Work instructions: Word for word, copy all of the entries.

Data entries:
╔══

PR #7465, opened 2022-12-02
Use default loader to load icons

Pessimistress:
For https://github.com/visgl/deck.gl/discussions/7449
The discrepancy comes from loading images with and without premultiplication.

The default ImageLoader is registered with options: https://github.com/visgl/deck.gl/blob/691e3f5bce548aacbf00a16e65c87fae5501b4f2/modules/core/src/lib/init.ts#L56-L60

This is used for loading the `iconAtlas` prop.

When using auto packing, the `IconManager` calls `load` directly with `ImageLoader`, in which case the default options are not used.

#### Change List
- Use default loader to load individual icons

### DIFF
--- a/modules/layers/src/icon-layer/icon-manager.ts
+++ b/modules/layers/src/icon-layer/icon-manager.ts
@@ -422,7 +422,7 @@ export default class IconManager {
 
     for (const icon of icons) {
       this._pendingCount++;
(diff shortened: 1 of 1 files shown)


ibgreen (approved):
Highlights the problems with designing global registration systems...

Issue #7474, opened 2022-12-05
[Bug] Lines visible between cells in QuabinLayer


felixpalmer:
### Description

Thin lines are visible between cells in the `QuadbinLayer`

╚══

Finished exercise:
PR #7465, opened 2022-12-02
Use default loader to load icons

Pessimistress:
For https://github.com/visgl/deck.gl/discussions/7449
The discrepancy comes from loading images with and without premultiplication.

The default ImageLoader is registered with options: https://github.com/visgl/deck.gl/blob/691e3f5bce548aacbf00a16e65c87fae5501b4f2/modules/core/src/lib/init.ts#L56-L60

This is used for loading the `iconAtlas` prop.

When using auto packing, the `IconManager` calls `load` directly with `ImageLoader`, in which case the default options are not used.

#### Change List
- Use default loader to load individual icons

### DIFF
--- a/modules/layers/src/icon-layer/icon-manager.ts
+++ b/modules/layers/src/icon-layer/icon-manager.ts
@@ -422,7 +422,7 @@ export default class IconManager {
 
     for (const icon of icons) {
       this._pendingCount++;
(diff shortened: 1 of 1 files shown)


ibgreen (approved):
Highlights the problems with designing global registration systems...

Issue #7474, opened 2022-12-05
[Bug] Lines visible between cells in QuabinLayer


felixpalmer:
### Description

Thin lines are visible between cells in the `QuadbinLayer`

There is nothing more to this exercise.